*Provided records*:

PR #1717, opened 2022-02-04
HTMLExporter: Add embed_images option for embedding images from Markdown cells as base64

martinRenou:


nbconvert/filters/markdown_mistune.py
```diff
@@ -28,6 +31,10 @@
 from nbconvert.filters.strings import add_anchor
 
 
+class InvalidNotebook(Exception):
```
martinRenou, line 34: This un unrelated to the PR itself, `InvalidNotebook` was used in this file but never imported. Importing it was resulting in a circular import so we need to define it here (it's only used in this file anyway)

nbconvert/nbconvertapp.py
```diff
@@ -56,6 +56,7 @@ def validate(self, obj, value):
     'template' : 'TemplateExporter.template_name',
     'template-file' : 'TemplateExporter.template_file',
     'theme' : 'HTMLExporter.theme',
+    'embed-images' : 'HTMLExporter.embed_images',
```
bollwyvl, line 59: perhaps make it a `flag`, if it defaults to `False`?

martinRenou: thanks for the review! Makes total sense, I did the change

maartenbreddels:
Related to https://github.com/voila-dashboards/voila/pull/101

PR #1718, opened 2022-02-04
Fix theming support for WebPDF exporter

martinRenou:
Fixing the WebPDFExporter, overwriting the default Chromium behavior that forces a white background for pdf exports.


martinRenou:
Opening as draft. Cells are rendered with the proper theme, but the background is still not right for some reason.

PR #1719, opened 2022-02-11
Add section to `customizing` showing how to use template inheritance

stefanv:
@SylvainCorlay @choldgraf An update to the docs to illustrate new-style template usage, as suggested :)

@carreau Since this is based on your original template from https://github.com/Carreau/jupytercontrib

Note: there are still entire sections in the docs that need reviewing for new-style templates, such as https://nbconvert.readthedocs.io/en/latest/external_exporters.html


choldgraf:
@Carreau can you add me as an admin on ReadTheDocs? Or can you enable PR previews?

choldgraf (approved):
I can't enable the readthedocs PR previews because I'm not an admin there, but the copy in general looks good to me!

SylvainCorlay:
Thanks!

PR #1721, opened 2022-02-23
HTMLExporter: Respect the embed_images flag for HTML blocks

martinRenou:
This is a follow-up of https://github.com/jupyter/nbconvert/pull/1717 which was only working for markdown images:
```
![](./my_image.jpg)
```

This PR adds support for embedding images for HTML `img` tags as well:

```
<img src='./my_image.jpg'></img>
```

It adds beautifulsoup4 as a dependency for parsing the HTML contained in Markdown cells.

---

cc. @maartenbreddels maybe you'd have an opinion on this as you've been working on embedding images in Voila?

cc. @SylvainCorlay

### DIFF
--- a/nbconvert/tests/files/notebook5_embed_images.ipynb
+++ b/nbconvert/tests/files/notebook5_embed_images.ipynb
@@ -1,0 +1,51 @@
+{
+ "cells": [
+  {
+   "cell_type": "markdown",
+   "id": "e684608d",
+   "metadata": {},
+   "source": [
+    "![](./containerized_deployments.jpeg)"
+   ]
+  },
+  {
+   "cell_type": "markdown",
+   "id": "e609fcaf",
+   "metadata": {},
+   "source": [
+    "<img src='./containerized_deployments.jpeg'></img>"
+   ]
+  },
+  {
+   "cell_type": "markdown",
+   "id": "a0043f9e",
+   "metadata": {},
+   "source": [
+    "<div>\n",
+    "    <img src='./containerized_deployments.jpeg'></img>\n",
+    "</div>"
+   ]
+  }
+ ],
+ "metadata": {
+  "kernelspec": {
+   "display_name": "Python 3 (ipykernel)",
+   "language": "python",
+   "name": "python3"
+  },
+  "language_info": {
+   "codemirror_mode": {
+    "name": "ipython",
+    "version": 3
+   },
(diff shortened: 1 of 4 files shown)


nbconvert/tests/files/notebook5_embed_images.ipynb
```diff
@@ -0,0 +1,51 @@
...
+   ]
+  },
+  {
+   "cell_type": "markdown",
+   "id": "a0043f9e",
+   "metadata": {},
+   "source": [
+    "<div>\n",
+    "    <img src='./containerized_deployments.jpeg'></img>\n",
+    "</div>"
```
martinRenou, line 26: This test will trigger the `block_html` method from the `IPythonRenderer`

nbconvert/tests/files/notebook5_embed_images.ipynb
```diff
@@ -0,0 +1,51 @@
...
+   "source": [
+    "![](./containerized_deployments.jpeg)"
+   ]
+  },
+  {
+   "cell_type": "markdown",
+   "id": "e609fcaf",
+   "metadata": {},
+   "source": [
+    "<img src='./containerized_deployments.jpeg'></img>"
```
martinRenou, line 16: This test will trigger the `inline_html` method from the `IPythonRenderer`

martinRenou:
Thanks for reviewing! 

> I think that 101 PR will only work for Markdown images, which this PR does not implement right?

Yes, the PR here is for HTML `img` tags, which I believe Voila does not embed but serve them? The Markdown images logic was added in a separate PR: https://github.com/jupyter/nbconvert/pull/1717

> Looks good, but maybe also an opportunity to upstream

I was actually looking at the Voila logic for making those PRs :) But I think the logic in Voila cannot be upstreamed:

The Voila logic is kind of different, as we have a content-manager there for finding the files. Also, I was wondering if Voila could overwrite this embedding logic here so that it properly serves the images (like we've done for theming, where nbconvert embeds the theme, and Voila serves it with the proper endpoints).

SylvainCorlay:
> Also, I was wondering if Voila could overwrite this embedding logic here so that it properly serves the images (like we've done for theming, where nbconvert embeds the theme, and Voila serves it with the proper endpoints).

Yes, I think this is an amazing idea.

PR #1723, opened 2022-03-07
Drop dependency on testpath.

anntzer:
Instead, backport the tiny chdir contextmanager from CPython to replace TemporaryWorkingDirectory.

Followup to #1596


blink1073:
I think it would be cleaner to add the `TemporaryWorkingDirectory` class directly to a local util rather than use a more complicated context manager.

blink1073:
Fair enough, no strong objection.  Thanks!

*Work request*:
Word for word, repeat every record.

*Completed exercise*:
PR #1717, opened 2022-02-04
HTMLExporter: Add embed_images option for embedding images from Markdown cells as base64

martinRenou:


nbconvert/filters/markdown_mistune.py
```diff
@@ -28,6 +31,10 @@
 from nbconvert.filters.strings import add_anchor
 
 
+class InvalidNotebook(Exception):
```
martinRenou, line 34: This un unrelated to the PR itself, `InvalidNotebook` was used in this file but never imported. Importing it was resulting in a circular import so we need to define it here (it's only used in this file anyway)

nbconvert/nbconvertapp.py
```diff
@@ -56,6 +56,7 @@ def validate(self, obj, value):
     'template' : 'TemplateExporter.template_name',
     'template-file' : 'TemplateExporter.template_file',
     'theme' : 'HTMLExporter.theme',
+    'embed-images' : 'HTMLExporter.embed_images',
```
bollwyvl, line 59: perhaps make it a `flag`, if it defaults to `False`?

martinRenou: thanks for the review! Makes total sense, I did the change

maartenbreddels:
Related to https://github.com/voila-dashboards/voila/pull/101

PR #1718, opened 2022-02-04
Fix theming support for WebPDF exporter

martinRenou:
Fixing the WebPDFExporter, overwriting the default Chromium behavior that forces a white background for pdf exports.


martinRenou:
Opening as draft. Cells are rendered with the proper theme, but the background is still not right for some reason.

PR #1719, opened 2022-02-11
Add section to `customizing` showing how to use template inheritance

stefanv:
@SylvainCorlay @choldgraf An update to the docs to illustrate new-style template usage, as suggested :)

@carreau Since this is based on your original template from https://github.com/Carreau/jupytercontrib

Note: there are still entire sections in the docs that need reviewing for new-style templates, such as https://nbconvert.readthedocs.io/en/latest/external_exporters.html


choldgraf:
@Carreau can you add me as an admin on ReadTheDocs? Or can you enable PR previews?

choldgraf (approved):
I can't enable the readthedocs PR previews because I'm not an admin there, but the copy in general looks good to me!

SylvainCorlay:
Thanks!

PR #1721, opened 2022-02-23
HTMLExporter: Respect the embed_images flag for HTML blocks

martinRenou:
This is a follow-up of https://github.com/jupyter/nbconvert/pull/1717 which was only working for markdown images:
```
![](./my_image.jpg)
```

This PR adds support for embedding images for HTML `img` tags as well:

```
<img src='./my_image.jpg'></img>
```

It adds beautifulsoup4 as a dependency for parsing the HTML contained in Markdown cells.

---

cc. @maartenbreddels maybe you'd have an opinion on this as you've been working on embedding images in Voila?

cc. @SylvainCorlay

### DIFF
--- a/nbconvert/tests/files/notebook5_embed_images.ipynb
+++ b/nbconvert/tests/files/notebook5_embed_images.ipynb
@@ -1,0 +1,51 @@
+{
+ "cells": [
+  {
+   "cell_type": "markdown",
+   "id": "e684608d",
+   "metadata": {},
+   "source": [
+    "![](./containerized_deployments.jpeg)"
+   ]
+  },
+  {
+   "cell_type": "markdown",
+   "id": "e609fcaf",
+   "metadata": {},
+   "source": [
+    "<img src='./containerized_deployments.jpeg'></img>"
+   ]
+  },
+  {
+   "cell_type": "markdown",
+   "id": "a0043f9e",
+   "metadata": {},
+   "source": [
+    "<div>\n",
+    "    <img src='./containerized_deployments.jpeg'></img>\n",
+    "</div>"
+   ]
+  }
+ ],
+ "metadata": {
+  "kernelspec": {
+   "display_name": "Python 3 (ipykernel)",
+   "language": "python",
+   "name": "python3"
+  },
+  "language_info": {
+   "codemirror_mode": {
+    "name": "ipython",
+    "version": 3
+   },
(diff shortened: 1 of 4 files shown)


nbconvert/tests/files/notebook5_embed_images.ipynb
```diff
@@ -0,0 +1,51 @@
...
+   ]
+  },
+  {
+   "cell_type": "markdown",
+   "id": "a0043f9e",
+   "metadata": {},
+   "source": [
+    "<div>\n",
+    "    <img src='./containerized_deployments.jpeg'></img>\n",
+    "</div>"
```
martinRenou, line 26: This test will trigger the `block_html` method from the `IPythonRenderer`

nbconvert/tests/files/notebook5_embed_images.ipynb
```diff
@@ -0,0 +1,51 @@
...
+   "source": [
+    "![](./containerized_deployments.jpeg)"
+   ]
+  },
+  {
+   "cell_type": "markdown",
+   "id": "e609fcaf",
+   "metadata": {},
+   "source": [
+    "<img src='./containerized_deployments.jpeg'></img>"
```
martinRenou, line 16: This test will trigger the `inline_html` method from the `IPythonRenderer`

martinRenou:
Thanks for reviewing! 

> I think that 101 PR will only work for Markdown images, which this PR does not implement right?

Yes, the PR here is for HTML `img` tags, which I believe Voila does not embed but serve them? The Markdown images logic was added in a separate PR: https://github.com/jupyter/nbconvert/pull/1717

> Looks good, but maybe also an opportunity to upstream

I was actually looking at the Voila logic for making those PRs :) But I think the logic in Voila cannot be upstreamed:

The Voila logic is kind of different, as we have a content-manager there for finding the files. Also, I was wondering if Voila could overwrite this embedding logic here so that it properly serves the images (like we've done for theming, where nbconvert embeds the theme, and Voila serves it with the proper endpoints).

SylvainCorlay:
> Also, I was wondering if Voila could overwrite this embedding logic here so that it properly serves the images (like we've done for theming, where nbconvert embeds the theme, and Voila serves it with the proper endpoints).

Yes, I think this is an amazing idea.

PR #1723, opened 2022-03-07
Drop dependency on testpath.

anntzer:
Instead, backport the tiny chdir contextmanager from CPython to replace TemporaryWorkingDirectory.

Followup to #1596


blink1073:
I think it would be cleaner to add the `TemporaryWorkingDirectory` class directly to a local util rather than use a more complicated context manager.

blink1073:
Fair enough, no strong objection.  Thanks!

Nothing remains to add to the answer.